Extracted records START

PR #319, opened 2026-04-02
support picolibc

abobija:
With current `HAVE_OPEN_FUNOPEN` and `HAVE_OPEN_FOPENCOOKIE` defines i can not configure `src/open_memstream.c` to work with picolibc's version of [`funopen`](https://github.com/picolibc/picolibc/blob/5c5b147244adffdf197c05841f5b4ce1d26f92bb/libc/include/stdio.h#L488).

This PR is just POC (i'm sure there is a cleaner way) how to configure it to work.

picolibc is default libc for espressif's [esp-idf](https://github.com/espressif/esp-idf) from version 6 so it's going to be used there a lot so it would be cool if tinycbor could support picolibc somehow as well.

### DIFF
--- a/src/open_memstream.c
+++ b/src/open_memstream.c
@@ -38,7 +38,7 @@
 #if defined(HAVE_OPEN_FUNOPEN)
 typedef int RetType;
 typedef int LenType;
-#elif defined(HAVE_OPEN_FOPENCOOKIE)
+#elif defined(__PICOLIBC__) || defined(HAVE_OPEN_FOPENCOOKIE)
 typedef ssize_t RetType;
 typedef size_t LenType;
 #else
@@ -54,7 +54,11 @@ struct Buffer
     size_t alloc;
 };
 
+#ifdef __PICOLIBC__
+static RetType write_to_buffer(void *cookie, const void *data, LenType len)
+#else
 static RetType write_to_buffer(void *cookie, const char *data, LenType len)
+#endif
 {
     struct Buffer *b = (struct Buffer *)cookie;
     char *ptr = *b->ptr;
@@ -99,7 +103,7 @@ FILE *open_memstream(char **bufptr, size_t *lenptr)
     *bufptr = NULL;
     *lenptr = 0;
 
-#if defined(HAVE_OPEN_FUNOPEN)
+#if defined(__PICOLIBC__) || defined(HAVE_OPEN_FUNOPEN)
     return funopen(b, NULL, write_to_buffer, NULL, close_buffer);
 #elif defined(HAVE_OPEN_FOPENCOOKIE)
     static const cookie_io_functions_t vtable = {


src/open_memstream.c
```diff
@@ -54,7 +54,11 @@ struct Buffer
     size_t alloc;
 };
 
+#ifdef __PICOLIBC__
+static RetType write_to_buffer(void *cookie, const void *data, LenType len)
+#else
 static RetType write_to_buffer(void *cookie, const char *data, LenType len)
+#endif
```
thiagomacieira, line 61: This is the same thing, so you didn't do anything.

thiagomacieira (changes requested):
Thank you for the POC, but we're going to need to work on this. The patch cannot be right.

Please start with what error messages you're getting.

src/open_memstream.c
abobija: Thank you for response.

Error that I'm facing:

```
tinycbor/src/open_memstream.c:103:29: error: passing argument 3 of 'funopen' from incompatible pointer type [-Wincompatible-pointer-types]
  103 |     return funopen(b, NULL, write_to_buffer, NULL, close_buffer);
      |                             ^~~~~~~~~~~~~~~
      |                             |
      |                             RetType (*)(void *, const char *, LenType) {aka int (*)(void *, const char *, int)}

In file included from tinycbor/src/open_memstream.c:31:
picolibc/include/stdio.h:429:28: note: expected '_ssize_t (*)(void *, const void *, size_t)' {aka 'int (*)(void *, const void *, unsigned int)'} but argument is of type 'RetType (*)(void *, const char *, LenType)' {aka 'int (*)(void *, const char *, int)'}
  429 |                 _ssize_t (*writefn)(void *cookie, const void *buf, size_t n),
      |                 ~~~~~~~~~~~^~~~~~~~~~~~~~~~~~~~~~~~~~~~~~~~~~~~~~~~~~~~~~~~~
```

The goal is to align signature of tinycbor's `write_to_buffer` function with picolibc's `writefn` function signature:

```c
_ssize_t (*writefn)(void *cookie, const void *buf, size_t n)
```

In my POC, for `__PICOLIBC__`, I've set:
- `RetType` to be `ssize_t`
- `LenType` to be `size_t`

With that I'm still getting error of signature mismatch since second parameter (`data`) of tinycbor's function `write_to_buffer` is type of `const char*` but picolibc expects that param to be type of`const void*`. I've fixed that with this:

```diff
+ #ifdef __PICOLIBC__
+ static RetType write_to_buffer(void *cookie, const void *data, LenType len)
+ #else
static RetType write_to_buffer(void *cookie, const char *data, LenType len)
+ #endif
```

^ you can see there that type of second parameter is changed from `const char*` to `const void*` for picolibc.

Maybe we need new `DataType` beside `RetType` and `LenType` to make `open_memstream.c` more scalable?

Hope I've explain it better this time.

thiagomacieira: Ok, I see the problem: for BSD systems (including Apple's macOS), `funopen`'s callback functions take a `const char *` second parameter, but in picolibc, it's `const void *`. I suppose that makes sense, as we could be writing binary data through `fwrite` and such. However, this is very stupid of picolibc to mismatch the API: if you're trying to implement the API that 4.4 BSD introduced, it should match the signature.

To fix this, we need to update the CMakeLists.txt test to do more than `check_symbol_exists`:
https://github.com/intel/tinycbor/blob/6442e749ca811e24afad1551338a45c75e09808f/CMakeLists.txt#L133-L135

We need a compile check that we are matching the arguments correctly, to be able to match the two variants.

Issue #207, opened 2021-06-09
Error during compilation for NodeMCU (12.1E)


sariyamon:
I am working on ArduinoIoTColud project and I'm using the auto-generated script from the ArduinoIotCloud.
The following error occurred during the compilation.

**Code**
#include "arduino_secrets.h"

_/* 
  Sketch generated by the Arduino IoT Cloud Thing 
  https://create.arduino.cc/cloud/things/

  Arduino IoT Cloud Variables description

  The following variables are automatically generated and updated when changes are made to the Thing

  CloudLight switch1;
  CloudLight switch3;
  CloudTemperatureSensor temp;
  CloudLight switch2;

  Variables which are marked as READ/WRITE in the Cloud Thing will also have functions
  which are called when their values are changed from the Dashboard.
  These functions are generated with the Thing and added at the end of this sketch.
*/

#include "thingProperties.h"

void setup() {
  // Initialize serial and wait for port to open:
  Serial.begin(9600);
  // This delay gives the chance to wait for a Serial Monitor without blocking if none is found
  delay(1500); 

  // Defined in thingProperties.h
  initProperties();

  // Connect to Arduino IoT Cloud
  ArduinoCloud.begin(ArduinoIoTPreferredConnection);
  
  /*
     The following function allows you to obtain more information
     related to the state of network and IoT Cloud connection and errors
     the higher number the more granular information you’ll get.
     The default is 0 (only errors).
     Maximum is 4
 */
  setDebugMessageLevel(2);
  ArduinoCloud.printDebugInfo();
}

void loop() {
  ArduinoCloud.update();
  // Your code here 
  
  
}

void onSwitch1Change() {
  // Do something
}

void onSwitch2Change() {
  // Do something
}

void onSwitch3Change() {
  // Do something
}_

**Error Details**

Arduino: 1.8.15 (Windows 10), Board: "NodeMCU 1.0 (ESP-12E Module), 80 MHz, Flash, Disabled (new aborts on oom), Disabled, All SSL ciphers (most compatible), 32KB cache + 32KB IRAM (balanced), Use pgm_read macros for IRAM/PROGMEM, 4MB (FS:2MB OTA:~1019KB), 2, v2 Lower Memory, Disabled, None, Only Sketch, 115200"

C:\Users\xxx\Documents\Arduino\libraries\ArduinoIoTCloud\src\cbor\lib\tinycbor\src\cborpretty.c: In function 'hexDump':

[...]

PR #320, opened 2026-04-13
fix issue with PRIu64 on some compilers, by including sys/types.h early

AuxLoui:
Fix for #207 (PRIu64 problem)

### DIFF
--- a/src/cborpretty.c
+++ b/src/cborpretty.c
@@ -29,6 +29,9 @@
 #include "compilersupport_p.h"
 #include "utf8_p.h"
 
+// Include sys/types.h before inttypes.h to work around issue with
+// certain versions of GCC and newlib which causes omission of PRIx64
+#include <sys/types.h>
 #include <inttypes.h>
 #include <string.h>
 
--- a/src/cbortojson.c
+++ b/src/cbortojson.c
@@ -31,6 +31,9 @@
 #include "cborinternal_p.h"
 #include <memory.h>
 
+// Include sys/types.h before inttypes.h to work around issue with
+// certain versions of GCC and newlib which causes omission of PRIx64
+#include <sys/types.h>
 #include <inttypes.h>
 #include <stdio.h>
 #include <stdlib.h>


src/cborpretty.c
```diff
@@ -29,6 +29,9 @@
 #include "compilersupport_p.h"
 #include "utf8_p.h"
 
+// Include sys/types.h before inttypes.h to work around issue with
+// certain versions of GCC and newlib which causes omission of PRIx64
```
thiagomacieira, line 33: The comment wasn't necessary. But I'll allow it.

However, is this high enough? Imagine something changes in the headers above and breaks? Especially cbor.h, which includes stdint.h.

thiagomacieira (commented):
Feedback on making commits and making PRs (general, not about this one in particular):
* the commit message should explain why you're making a change. If you have an error message, it's often useful to include it.
* you don't need to explain the *what* you're changing, because we can read diffs
* the first line of the commit is the "subject" and should be a summary, which we can see in one-line logs (e.g. https://github.com/intel/tinycbor/commits/main/)
* some projects require that you include a signed-off-by footer. We don't insist for TinyCBOR, but I would prefer it is there.
* each commit should be a single, logical/semantic change, which doesn't break the build
* the GitHub PR page is a summary of all commits in the change. If there's only one commit, then just copy the commit message and body (GitHub will do it for you).

src/cborpretty.c
AuxLoui: Sorry for late reply. Your comment did have me give an other thought about this problem, and came to the conclusion that instead of implementing a work around for a specific compiler instead you should use a working compiler. So instead of using this fix/workaround I changed my docker image used to compile my program in CI/CD pipeline.  So will close this pull request, if other have this problem this is my used dockerbuild definition used wit gitlab.

```
FROM ubuntu:26.04

ENV DEBIAN_FRONTEND=noninteractive

ARG ARM_GNU_TOOLCHAIN_VERSION=15.2.Rel1
ARG ARM_GNU_TOOLCHAIN_ARCHIVE=arm-gnu-toolchain-15.2.Rel1-x86_64-arm-none-eabi.tar.xz
ARG ARM_GNU_TOOLCHAIN_DIR=arm-gnu-toolchain-15.2.rel1-x86_64-arm-none-eabi
ARG ARM_GNU_TOOLCHAIN_URL=https://developer.arm.com/-/media/Files/downloads/gnu/${ARM_GNU_TOOLCHAIN_VERSION}/binrel/${ARM_GNU_TOOLCHAIN_ARCHIVE}
ARG PICO_SDK_VERSION=2.2.0

RUN apt-get update && apt-get install -y --no-install-recommends \
    build-essential \
    ca-certificates \
    cmake \
    curl \
    git \
    ninja-build \
    python3 \
    xz-utils && \
    rm -rf /var/lib/apt/lists/*

RUN mkdir -p /opt/toolchains /opt/pico-sdk && \
    curl -fsSL "${ARM_GNU_TOOLCHAIN_URL}" -o "/tmp/${ARM_GNU_TOOLCHAIN_ARCHIVE}" && \
    tar -xJf "/tmp/${ARM_GNU_TOOLCHAIN_ARCHIVE}" -C /opt/toolchains && \
    rm -f "/tmp/${ARM_GNU_TOOLCHAIN_ARCHIVE}" && \
    test -x "/opt/toolchains/${ARM_GNU_TOOLCHAIN_DIR}/bin/arm-none-eabi-gcc" && \
    git clone --branch "${PICO_SDK_VERSION}" --depth 1 https://github.com/raspberrypi/pico-sdk.git /opt/pico-sdk && \
    git -C /opt/pico-sdk submodule update --init --recursive

ENV ARM_GNU_TOOLCHAIN_VERSION=${ARM_GNU_TOOLCHAIN_VERSION}
ENV ARM_GNU_TOOLCHAIN_PATH=/opt/toolchains/${ARM_GNU_TOOLCHAIN_DIR}
ENV PICO_SDK_VERSION=${PICO_SDK_VERSION}
ENV PICO_SDK_PATH=/opt/pico-sdk
ENV PATH=${ARM_GNU_TOOLCHAIN_PATH}/bin:${PATH}
```

PR #321, opened 2026-04-13
install json2cbor

florolf:
The old Make-based build system installed json2cbor during "make install" if it has been built. However, this behavior got dropped during the CMake migration, causing this tool to be missing by default. Restore the old behavior.


thiagomacieira (approved):
Thank you.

Extracted records END

▶ **Task description**:
Out of the entries above, write out only the lines between the line holding "CloudLight switch3;" and the line holding "Arduino: 1.8.15 (Windows", inclusive, each exactly as given.

▶ **Task output**:
  CloudLight switch3;
  CloudTemperatureSensor temp;
  CloudLight switch2;

  Variables which are marked as READ/WRITE in the Cloud Thing will also have functions
  which are called when their values are changed from the Dashboard.
  These functions are generated with the Thing and added at the end of this sketch.
*/

#include "thingProperties.h"

void setup() {
  // Initialize serial and wait for port to open:
  Serial.begin(9600);
  // This delay gives the chance to wait for a Serial Monitor without blocking if none is found
  delay(1500); 

  // Defined in thingProperties.h
  initProperties();

  // Connect to Arduino IoT Cloud
  ArduinoCloud.begin(ArduinoIoTPreferredConnection);
  
  /*
     The following function allows you to obtain more information
     related to the state of network and IoT Cloud connection and errors
     the higher number the more granular information you’ll get.
     The default is 0 (only errors).
     Maximum is 4
 */
  setDebugMessageLevel(2);
  ArduinoCloud.printDebugInfo();
}

void loop() {
  ArduinoCloud.update();
  // Your code here 
  
  
}

void onSwitch1Change() {
  // Do something
}

void onSwitch2Change() {
  // Do something
}

void onSwitch3Change() {
  // Do something
}_

**Error Details**

Arduino: 1.8.15 (Windows 10), Board: "NodeMCU 1.0 (ESP-12E Module), 80 MHz, Flash, Disabled (new aborts on oom), Disabled, All SSL ciphers (most compatible), 32KB cache + 32KB IRAM (balanced), Use pgm_read macros for IRAM/PROGMEM, 4MB (FS:2MB OTA:~1019KB), 2, v2 Lower Memory, Disabled, None, Only Sketch, 115200"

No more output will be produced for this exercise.